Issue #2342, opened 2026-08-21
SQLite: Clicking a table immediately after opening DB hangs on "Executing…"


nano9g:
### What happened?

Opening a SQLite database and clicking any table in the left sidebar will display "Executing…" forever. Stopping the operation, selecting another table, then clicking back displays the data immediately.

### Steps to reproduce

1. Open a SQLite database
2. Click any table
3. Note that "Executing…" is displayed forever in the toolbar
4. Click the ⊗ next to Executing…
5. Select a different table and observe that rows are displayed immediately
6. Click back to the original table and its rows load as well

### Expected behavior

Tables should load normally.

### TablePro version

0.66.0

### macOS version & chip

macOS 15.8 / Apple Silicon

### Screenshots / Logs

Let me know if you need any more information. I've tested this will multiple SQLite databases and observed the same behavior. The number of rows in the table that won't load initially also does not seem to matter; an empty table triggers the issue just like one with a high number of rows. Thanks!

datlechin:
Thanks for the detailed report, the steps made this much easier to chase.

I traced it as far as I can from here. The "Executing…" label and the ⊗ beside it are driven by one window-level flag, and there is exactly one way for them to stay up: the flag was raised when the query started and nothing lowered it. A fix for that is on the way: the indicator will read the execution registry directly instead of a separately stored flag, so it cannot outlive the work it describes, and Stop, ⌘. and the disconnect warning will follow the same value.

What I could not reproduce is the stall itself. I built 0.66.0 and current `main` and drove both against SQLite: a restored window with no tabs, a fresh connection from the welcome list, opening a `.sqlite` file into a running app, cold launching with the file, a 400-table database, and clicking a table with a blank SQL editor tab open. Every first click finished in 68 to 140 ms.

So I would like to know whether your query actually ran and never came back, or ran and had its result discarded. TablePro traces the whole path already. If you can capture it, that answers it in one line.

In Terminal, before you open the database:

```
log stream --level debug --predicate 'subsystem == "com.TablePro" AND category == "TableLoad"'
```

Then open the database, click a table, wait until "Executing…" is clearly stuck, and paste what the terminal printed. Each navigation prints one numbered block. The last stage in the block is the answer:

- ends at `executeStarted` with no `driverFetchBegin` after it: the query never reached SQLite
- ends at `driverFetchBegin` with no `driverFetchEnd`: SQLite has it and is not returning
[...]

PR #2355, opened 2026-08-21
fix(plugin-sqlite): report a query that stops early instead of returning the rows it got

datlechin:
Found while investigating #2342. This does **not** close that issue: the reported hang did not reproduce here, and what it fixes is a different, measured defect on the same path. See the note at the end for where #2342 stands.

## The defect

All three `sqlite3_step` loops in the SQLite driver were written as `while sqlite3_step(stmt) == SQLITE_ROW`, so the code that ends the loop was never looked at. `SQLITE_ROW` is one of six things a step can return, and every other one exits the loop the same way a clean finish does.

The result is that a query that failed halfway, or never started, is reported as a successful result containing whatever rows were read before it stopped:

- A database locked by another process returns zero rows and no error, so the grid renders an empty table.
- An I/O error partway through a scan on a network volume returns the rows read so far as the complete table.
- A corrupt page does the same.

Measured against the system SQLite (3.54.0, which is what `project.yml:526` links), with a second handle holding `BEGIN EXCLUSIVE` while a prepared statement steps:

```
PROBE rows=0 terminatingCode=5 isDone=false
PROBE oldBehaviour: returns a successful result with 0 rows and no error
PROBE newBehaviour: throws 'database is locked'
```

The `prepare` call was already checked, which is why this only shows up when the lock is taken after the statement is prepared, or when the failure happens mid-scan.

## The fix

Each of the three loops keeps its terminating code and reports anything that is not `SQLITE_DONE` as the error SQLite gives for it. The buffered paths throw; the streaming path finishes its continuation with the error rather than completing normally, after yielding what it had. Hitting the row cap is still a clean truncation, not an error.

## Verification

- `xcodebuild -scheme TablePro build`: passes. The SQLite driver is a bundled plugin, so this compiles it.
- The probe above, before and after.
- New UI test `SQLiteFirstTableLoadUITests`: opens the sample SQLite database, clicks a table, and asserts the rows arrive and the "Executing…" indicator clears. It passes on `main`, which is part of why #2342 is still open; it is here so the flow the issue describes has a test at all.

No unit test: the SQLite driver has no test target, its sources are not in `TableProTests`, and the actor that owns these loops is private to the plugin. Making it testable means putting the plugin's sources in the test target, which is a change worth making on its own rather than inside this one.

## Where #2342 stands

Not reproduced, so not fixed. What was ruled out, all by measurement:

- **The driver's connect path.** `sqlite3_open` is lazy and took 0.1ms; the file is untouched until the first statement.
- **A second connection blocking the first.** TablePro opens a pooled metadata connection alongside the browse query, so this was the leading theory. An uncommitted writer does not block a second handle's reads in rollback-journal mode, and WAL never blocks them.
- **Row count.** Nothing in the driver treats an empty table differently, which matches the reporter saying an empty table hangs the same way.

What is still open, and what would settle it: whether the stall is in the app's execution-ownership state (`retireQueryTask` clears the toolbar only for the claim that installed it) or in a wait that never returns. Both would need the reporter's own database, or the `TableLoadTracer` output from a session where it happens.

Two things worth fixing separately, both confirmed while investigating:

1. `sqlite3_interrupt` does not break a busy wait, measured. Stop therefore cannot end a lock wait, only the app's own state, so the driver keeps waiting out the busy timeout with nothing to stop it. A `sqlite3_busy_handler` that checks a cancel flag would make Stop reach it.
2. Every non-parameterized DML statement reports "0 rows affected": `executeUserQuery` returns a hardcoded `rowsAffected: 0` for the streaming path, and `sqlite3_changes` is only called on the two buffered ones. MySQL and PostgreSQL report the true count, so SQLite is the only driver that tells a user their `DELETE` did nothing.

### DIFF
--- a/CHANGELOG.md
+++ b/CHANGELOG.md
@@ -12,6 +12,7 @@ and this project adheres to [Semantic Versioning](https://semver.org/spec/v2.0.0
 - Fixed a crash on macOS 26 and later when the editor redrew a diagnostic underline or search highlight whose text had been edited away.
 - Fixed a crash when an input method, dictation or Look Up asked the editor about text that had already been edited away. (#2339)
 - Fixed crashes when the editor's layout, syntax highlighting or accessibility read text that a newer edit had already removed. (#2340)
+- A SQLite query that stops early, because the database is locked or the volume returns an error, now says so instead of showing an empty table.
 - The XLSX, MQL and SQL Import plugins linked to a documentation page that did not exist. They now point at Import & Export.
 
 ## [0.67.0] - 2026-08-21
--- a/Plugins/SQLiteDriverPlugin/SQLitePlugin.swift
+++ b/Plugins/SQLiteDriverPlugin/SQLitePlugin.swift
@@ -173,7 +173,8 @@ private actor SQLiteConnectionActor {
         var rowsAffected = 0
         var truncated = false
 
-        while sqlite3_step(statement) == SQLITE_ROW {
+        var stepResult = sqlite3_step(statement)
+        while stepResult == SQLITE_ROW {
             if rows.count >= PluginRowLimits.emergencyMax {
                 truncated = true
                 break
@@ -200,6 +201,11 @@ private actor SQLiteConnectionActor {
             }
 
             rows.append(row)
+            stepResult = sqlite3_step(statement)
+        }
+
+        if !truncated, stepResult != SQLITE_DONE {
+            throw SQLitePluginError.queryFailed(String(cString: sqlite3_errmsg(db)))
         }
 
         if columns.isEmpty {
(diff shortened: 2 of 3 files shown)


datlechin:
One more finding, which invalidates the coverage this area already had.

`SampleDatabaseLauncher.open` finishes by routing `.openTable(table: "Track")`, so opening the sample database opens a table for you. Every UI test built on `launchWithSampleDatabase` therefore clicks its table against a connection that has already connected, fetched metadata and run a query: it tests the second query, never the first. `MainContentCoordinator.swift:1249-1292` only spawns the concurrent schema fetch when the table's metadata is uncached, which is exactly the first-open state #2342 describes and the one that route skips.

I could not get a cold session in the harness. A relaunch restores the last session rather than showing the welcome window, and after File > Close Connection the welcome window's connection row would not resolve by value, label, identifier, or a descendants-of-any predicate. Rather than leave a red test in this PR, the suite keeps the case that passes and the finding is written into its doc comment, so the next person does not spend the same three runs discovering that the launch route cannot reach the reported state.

++++++

## WHAT THE EXERCISE ASKS
Exactly as written, repeat each line from the beginning of the data above to the line containing "4. Click the ⊗ next to Executing…", inclusive.

## ANSWER TO THIS EXERCISE
Issue #2342, opened 2026-08-21
SQLite: Clicking a table immediately after opening DB hangs on "Executing…"


nano9g:
### What happened?

Opening a SQLite database and clicking any table in the left sidebar will display "Executing…" forever. Stopping the operation, selecting another table, then clicking back displays the data immediately.

### Steps to reproduce

1. Open a SQLite database
2. Click any table
3. Note that "Executing…" is displayed forever in the toolbar
4. Click the ⊗ next to Executing…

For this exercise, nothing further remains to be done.